-- Opening Marker --

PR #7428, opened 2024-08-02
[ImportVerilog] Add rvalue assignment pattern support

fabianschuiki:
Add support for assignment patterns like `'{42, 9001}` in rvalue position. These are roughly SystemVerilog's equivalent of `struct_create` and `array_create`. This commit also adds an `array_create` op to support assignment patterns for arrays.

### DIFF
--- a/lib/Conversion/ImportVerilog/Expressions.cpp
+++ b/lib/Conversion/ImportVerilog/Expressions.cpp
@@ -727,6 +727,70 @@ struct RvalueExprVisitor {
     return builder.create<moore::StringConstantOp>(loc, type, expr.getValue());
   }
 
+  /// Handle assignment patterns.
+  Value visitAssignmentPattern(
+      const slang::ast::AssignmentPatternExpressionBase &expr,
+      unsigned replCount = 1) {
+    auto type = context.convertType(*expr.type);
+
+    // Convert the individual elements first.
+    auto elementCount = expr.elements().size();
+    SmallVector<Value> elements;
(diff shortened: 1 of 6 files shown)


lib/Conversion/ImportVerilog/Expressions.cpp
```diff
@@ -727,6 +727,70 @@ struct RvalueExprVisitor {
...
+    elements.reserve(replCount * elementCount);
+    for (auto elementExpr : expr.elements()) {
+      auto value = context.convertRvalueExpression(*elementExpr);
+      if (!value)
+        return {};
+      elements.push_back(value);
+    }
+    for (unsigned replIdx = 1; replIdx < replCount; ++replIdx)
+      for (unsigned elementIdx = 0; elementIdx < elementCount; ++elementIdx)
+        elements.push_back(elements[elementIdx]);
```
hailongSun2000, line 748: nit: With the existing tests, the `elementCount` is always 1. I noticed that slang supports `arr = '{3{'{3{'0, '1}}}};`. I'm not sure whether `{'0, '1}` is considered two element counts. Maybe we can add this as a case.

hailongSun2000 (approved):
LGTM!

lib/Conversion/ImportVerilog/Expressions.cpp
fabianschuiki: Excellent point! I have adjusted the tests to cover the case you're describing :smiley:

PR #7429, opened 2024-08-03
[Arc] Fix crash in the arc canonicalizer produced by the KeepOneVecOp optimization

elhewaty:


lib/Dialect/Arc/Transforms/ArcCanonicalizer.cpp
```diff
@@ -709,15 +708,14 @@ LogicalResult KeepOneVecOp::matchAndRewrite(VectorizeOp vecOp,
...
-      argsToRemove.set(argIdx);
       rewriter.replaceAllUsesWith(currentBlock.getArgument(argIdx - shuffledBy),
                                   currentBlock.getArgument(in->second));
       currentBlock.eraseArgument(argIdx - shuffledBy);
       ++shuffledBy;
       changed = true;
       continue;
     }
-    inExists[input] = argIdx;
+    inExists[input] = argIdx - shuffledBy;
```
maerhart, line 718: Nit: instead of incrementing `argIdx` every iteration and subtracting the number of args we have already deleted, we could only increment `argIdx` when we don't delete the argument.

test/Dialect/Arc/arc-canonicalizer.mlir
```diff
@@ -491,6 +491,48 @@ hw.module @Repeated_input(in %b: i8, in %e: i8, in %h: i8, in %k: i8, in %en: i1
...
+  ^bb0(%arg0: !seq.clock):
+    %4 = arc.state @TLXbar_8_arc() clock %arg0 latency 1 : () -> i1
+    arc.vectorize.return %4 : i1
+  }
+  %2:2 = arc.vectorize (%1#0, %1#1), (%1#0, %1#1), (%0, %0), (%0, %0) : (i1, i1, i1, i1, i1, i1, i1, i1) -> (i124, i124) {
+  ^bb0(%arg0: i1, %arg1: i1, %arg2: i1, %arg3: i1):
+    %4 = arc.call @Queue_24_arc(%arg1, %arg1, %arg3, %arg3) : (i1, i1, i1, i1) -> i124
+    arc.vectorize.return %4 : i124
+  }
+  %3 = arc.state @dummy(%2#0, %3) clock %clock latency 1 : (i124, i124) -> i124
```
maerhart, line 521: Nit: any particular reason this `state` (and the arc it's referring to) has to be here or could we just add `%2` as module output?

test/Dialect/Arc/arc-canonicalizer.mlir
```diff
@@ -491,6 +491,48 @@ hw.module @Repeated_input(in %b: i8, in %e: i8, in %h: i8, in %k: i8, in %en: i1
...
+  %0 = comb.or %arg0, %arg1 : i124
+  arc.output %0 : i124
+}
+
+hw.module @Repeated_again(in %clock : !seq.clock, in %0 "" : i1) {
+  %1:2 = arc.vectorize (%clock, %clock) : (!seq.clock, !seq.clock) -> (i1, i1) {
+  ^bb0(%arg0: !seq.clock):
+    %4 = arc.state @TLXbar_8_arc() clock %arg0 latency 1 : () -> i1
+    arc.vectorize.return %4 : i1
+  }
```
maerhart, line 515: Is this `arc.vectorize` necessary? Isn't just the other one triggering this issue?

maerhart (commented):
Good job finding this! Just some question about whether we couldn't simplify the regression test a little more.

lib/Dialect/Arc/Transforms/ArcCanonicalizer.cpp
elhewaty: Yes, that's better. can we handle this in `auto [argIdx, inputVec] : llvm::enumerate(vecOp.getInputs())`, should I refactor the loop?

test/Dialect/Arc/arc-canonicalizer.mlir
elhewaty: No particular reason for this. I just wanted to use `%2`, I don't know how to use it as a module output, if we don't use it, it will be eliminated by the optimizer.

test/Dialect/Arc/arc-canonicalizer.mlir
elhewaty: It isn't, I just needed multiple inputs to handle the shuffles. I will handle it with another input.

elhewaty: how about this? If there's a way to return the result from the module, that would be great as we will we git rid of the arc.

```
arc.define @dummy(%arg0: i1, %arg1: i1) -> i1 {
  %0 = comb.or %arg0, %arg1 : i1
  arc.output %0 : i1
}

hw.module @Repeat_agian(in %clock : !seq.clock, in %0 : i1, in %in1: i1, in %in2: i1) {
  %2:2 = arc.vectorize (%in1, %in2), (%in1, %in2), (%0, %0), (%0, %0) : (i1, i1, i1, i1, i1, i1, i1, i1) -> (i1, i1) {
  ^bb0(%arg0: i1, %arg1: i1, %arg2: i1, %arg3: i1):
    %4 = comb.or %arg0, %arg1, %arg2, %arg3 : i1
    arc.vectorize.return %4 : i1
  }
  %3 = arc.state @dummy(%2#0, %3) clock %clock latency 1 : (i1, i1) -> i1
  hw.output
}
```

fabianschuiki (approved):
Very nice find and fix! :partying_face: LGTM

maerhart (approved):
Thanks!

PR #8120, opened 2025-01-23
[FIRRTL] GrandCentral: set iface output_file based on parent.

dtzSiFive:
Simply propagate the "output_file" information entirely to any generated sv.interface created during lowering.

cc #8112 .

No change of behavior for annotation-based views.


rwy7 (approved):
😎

-- Closing Marker --

» Work required
Retype the records above from the very first line down to the line with "(diff shortened: 1 of 6 files shown)", keeping both of those lines. Include nothing beyond them.

» Response
PR #7428, opened 2024-08-02
[ImportVerilog] Add rvalue assignment pattern support

fabianschuiki:
Add support for assignment patterns like `'{42, 9001}` in rvalue position. These are roughly SystemVerilog's equivalent of `struct_create` and `array_create`. This commit also adds an `array_create` op to support assignment patterns for arrays.

### DIFF
--- a/lib/Conversion/ImportVerilog/Expressions.cpp
+++ b/lib/Conversion/ImportVerilog/Expressions.cpp
@@ -727,6 +727,70 @@ struct RvalueExprVisitor {
     return builder.create<moore::StringConstantOp>(loc, type, expr.getValue());
   }
 
+  /// Handle assignment patterns.
+  Value visitAssignmentPattern(
+      const slang::ast::AssignmentPatternExpressionBase &expr,
+      unsigned replCount = 1) {
+    auto type = context.convertType(*expr.type);
+
+    // Convert the individual elements first.
+    auto elementCount = expr.elements().size();
+    SmallVector<Value> elements;
(diff shortened: 1 of 6 files shown)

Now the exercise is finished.